START Excerpted data
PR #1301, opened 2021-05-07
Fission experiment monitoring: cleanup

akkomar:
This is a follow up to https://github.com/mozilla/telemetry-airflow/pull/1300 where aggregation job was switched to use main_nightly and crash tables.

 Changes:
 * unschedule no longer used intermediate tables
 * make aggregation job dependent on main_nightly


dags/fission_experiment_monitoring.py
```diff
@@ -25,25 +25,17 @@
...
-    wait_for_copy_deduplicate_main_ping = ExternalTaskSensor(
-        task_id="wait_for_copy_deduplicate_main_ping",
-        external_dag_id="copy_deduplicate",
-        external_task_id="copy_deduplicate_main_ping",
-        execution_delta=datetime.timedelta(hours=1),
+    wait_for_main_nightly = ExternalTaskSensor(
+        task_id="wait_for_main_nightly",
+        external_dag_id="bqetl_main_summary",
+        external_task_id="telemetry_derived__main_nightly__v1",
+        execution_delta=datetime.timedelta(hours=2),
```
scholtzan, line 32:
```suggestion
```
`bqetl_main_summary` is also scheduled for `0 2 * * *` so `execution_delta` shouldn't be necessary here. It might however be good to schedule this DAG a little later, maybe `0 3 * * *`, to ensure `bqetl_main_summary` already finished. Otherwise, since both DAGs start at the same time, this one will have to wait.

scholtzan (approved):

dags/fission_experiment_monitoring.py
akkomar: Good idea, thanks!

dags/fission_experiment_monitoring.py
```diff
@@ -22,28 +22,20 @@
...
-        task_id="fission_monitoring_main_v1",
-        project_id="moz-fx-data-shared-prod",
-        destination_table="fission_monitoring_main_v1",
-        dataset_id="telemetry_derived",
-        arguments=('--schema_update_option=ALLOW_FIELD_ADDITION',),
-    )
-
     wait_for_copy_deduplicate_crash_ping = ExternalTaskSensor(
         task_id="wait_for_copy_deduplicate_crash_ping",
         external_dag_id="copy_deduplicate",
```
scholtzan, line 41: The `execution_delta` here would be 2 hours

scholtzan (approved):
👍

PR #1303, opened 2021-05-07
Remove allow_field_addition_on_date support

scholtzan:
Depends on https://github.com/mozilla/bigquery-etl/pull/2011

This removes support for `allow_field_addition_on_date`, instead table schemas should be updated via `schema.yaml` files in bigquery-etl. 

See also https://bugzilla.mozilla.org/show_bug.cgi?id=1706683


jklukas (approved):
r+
END Excerpted data
START Excerpted data
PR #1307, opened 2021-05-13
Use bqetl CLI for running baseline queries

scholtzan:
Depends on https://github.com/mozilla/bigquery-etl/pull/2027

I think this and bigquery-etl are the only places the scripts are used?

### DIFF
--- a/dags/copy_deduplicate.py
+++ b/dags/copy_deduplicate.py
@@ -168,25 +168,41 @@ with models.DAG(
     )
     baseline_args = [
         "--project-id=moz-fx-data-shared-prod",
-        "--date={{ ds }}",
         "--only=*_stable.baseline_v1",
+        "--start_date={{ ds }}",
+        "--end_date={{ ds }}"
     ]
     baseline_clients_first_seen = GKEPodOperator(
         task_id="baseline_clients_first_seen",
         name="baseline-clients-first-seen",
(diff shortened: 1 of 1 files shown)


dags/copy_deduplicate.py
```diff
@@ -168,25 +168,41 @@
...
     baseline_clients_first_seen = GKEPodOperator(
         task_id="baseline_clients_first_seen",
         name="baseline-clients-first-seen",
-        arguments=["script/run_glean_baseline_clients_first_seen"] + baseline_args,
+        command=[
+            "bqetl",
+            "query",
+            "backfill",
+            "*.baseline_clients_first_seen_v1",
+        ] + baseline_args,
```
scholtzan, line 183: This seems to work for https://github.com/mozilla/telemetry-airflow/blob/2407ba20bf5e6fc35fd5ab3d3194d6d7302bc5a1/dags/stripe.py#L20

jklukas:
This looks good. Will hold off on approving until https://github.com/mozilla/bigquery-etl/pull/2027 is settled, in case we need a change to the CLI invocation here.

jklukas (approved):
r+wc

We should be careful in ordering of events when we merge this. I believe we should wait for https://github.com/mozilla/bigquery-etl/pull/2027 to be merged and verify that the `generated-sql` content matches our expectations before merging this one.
END Excerpted data
START Excerpted data
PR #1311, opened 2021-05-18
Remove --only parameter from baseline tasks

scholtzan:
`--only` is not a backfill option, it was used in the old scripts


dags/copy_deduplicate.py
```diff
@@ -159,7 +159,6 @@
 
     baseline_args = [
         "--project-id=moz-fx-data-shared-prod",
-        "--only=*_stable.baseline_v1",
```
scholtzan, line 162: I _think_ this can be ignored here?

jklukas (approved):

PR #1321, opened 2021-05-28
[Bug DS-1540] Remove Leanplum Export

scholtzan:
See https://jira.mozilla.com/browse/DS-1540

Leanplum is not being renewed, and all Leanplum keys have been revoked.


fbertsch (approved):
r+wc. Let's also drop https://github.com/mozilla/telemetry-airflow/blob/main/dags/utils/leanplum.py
END Excerpted data
Action item >>
Whenever a line of the data holds the string "timedelta", pick that line out.

Finished task >>
-        execution_delta=datetime.timedelta(hours=1),
+        execution_delta=datetime.timedelta(hours=2),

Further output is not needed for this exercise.